Она это нарочно придумала, отчаявшись оторвать меня от работы. Уезжать мне не хотелось, но хотелось повидаться с бабушкой. Показать бабушке, что ее дочь больше не коченеет больная на стылой постели, что ее внучка больше не ходит как оборванка. Я мечтала в кои-то веки приехать в гости к бабушке и чтобы она при этом не плакала. Поэтому я напоследок обошла всех заемщиков и каждому сообщила, что я уезжаю в большой город и что за недели своего отсутствия я все равно высчитаю с них проценты. Или же пускай приносят деньги и товар прямо к нам домой, пока меня не будет. Ванде я велела по-прежнему являться каждый день: готовить обед моему отцу, кормить кур и прибираться в доме и на дворе. Она молча кивнула и спорить не стала.
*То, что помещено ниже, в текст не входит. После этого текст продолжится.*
PR #2759, opened 2023-12-14
fix the toc for securing webhooks

lyleschemmerling:
So in order to get that toc to populate needed to add the nested headings frontmatter param and export the headings from the sub component. Our implementation of the TOC expected some h2s and not only h3s so I changed those to make them populate and think that it looks okay, but am interested in what you think.

Related:
- https://docs.astro.build/en/core-concepts/layouts/#markdown-layout-props
- https://docs.astro.build/en/guides/markdown-content/#exported-properties

### DIFF
--- a/astro/src/content/docs/_shared/_securing_http_requests.mdx
+++ b/astro/src/content/docs/_shared/_securing_http_requests.mdx
@@ -1,11 +1,11 @@
 ---
 ---
-### TLS v1.2
+## TLS v1.2
 The first step in securing your {props.request_entity}s is to ensure that they are using TLS v1.2 or higher. You should be using a web server that is configured with a certificate from a valid certificate authority and to only receive traffic from a secure connection. We also recommend that you disable all older secure protocols including SSL, TLS 1.0 and TLS 1.1.
 
 If you need a certificate, most cloud providers offer them or you can use LetsEncrypt to generate a certificate and ensure it is always up-to-date.
 
-### Headers
+## Headers
 When you configure your {props.request_entity} with FusionAuth, you should include a security header of some kind. There are two ways to define a security header:
 * Add a Basic Authentication username and password under the **Security**
 * Define an HTTP header under the **Headers** tab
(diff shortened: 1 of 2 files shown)


astro/src/content/docs/_shared/_securing_http_requests.mdx
mooreds, line 1: Would be awesome to correct this name to `_securing-http-requests.mdx` to conform to our standards.

astro/src/content/docs/_shared/_securing_http_requests.mdx
```diff
@@ -1,11 +1,11 @@
 ---
 ---
-### TLS v1.2
+## TLS v1.2
```
mooreds, line 3: This breaks the outline of the two other places this is used

```
grep -Rl _securing_http_requests
./extend/events-and-webhooks/securing.mdx
./lifecycle/migrate-users/connectors/generic-connector.mdx
./customize/email-and-messages/generic-messenger.mdx
```

Suggest we keep it at an h3 and add another header in there. I can take a swing at this if you'd like. (We need to add in the webhook signing section anyway.)

astro/src/content/docs/extend/events-and-webhooks/securing.mdx
```diff
@@ -4,10 +4,12 @@ description: Learn how to secure your Webhooks so that events coming from Fusion
 navcategory: developer
 section: extend
 subcategory: events and webhooks
+nestedHeadings: true
 ---
 import SecuringHttpRequests from 'src/content/docs/_shared/_securing_http_requests.mdx';
+import * as securing from 'src/content/docs/_shared/_securing_http_requests.mdx';
 
-## Securing Webhooks
+export const headings = securing.getHeadings();
```
mooreds, line 12: Do we need to do this for the other two places we include this file?

mooreds (changes requested):

mooreds:
@lyleschemmerling any plans to make changes?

В этот раз для поездки я наняла Олега, чтобы он доставил нас прямо до места. Упряжка у него была что надо, сани удобные: с соломой на полу и с одеялами; на дуге тренькали колокольчики. А по всему сиденью был раскинут плащ, подбитый мехом, чтобы ветер не задувал. Бабушка вышла на порог встречать нас. Она удивленно смотрела, как наши сани подъезжают к дому. Мама молча приблизилась к бабушке и спрятала лицо в ее объятиях.
— Что же, добро пожаловать. Заходите и грейтесь, — произнесла бабушка, не сводя глаз с наших саней, с наших новых добротных платьев из красной шерсти, отороченных кроличьим мехом, и с золотой пуговицы у моего ворота, что перекочевала ко мне из ткачихиного сундука.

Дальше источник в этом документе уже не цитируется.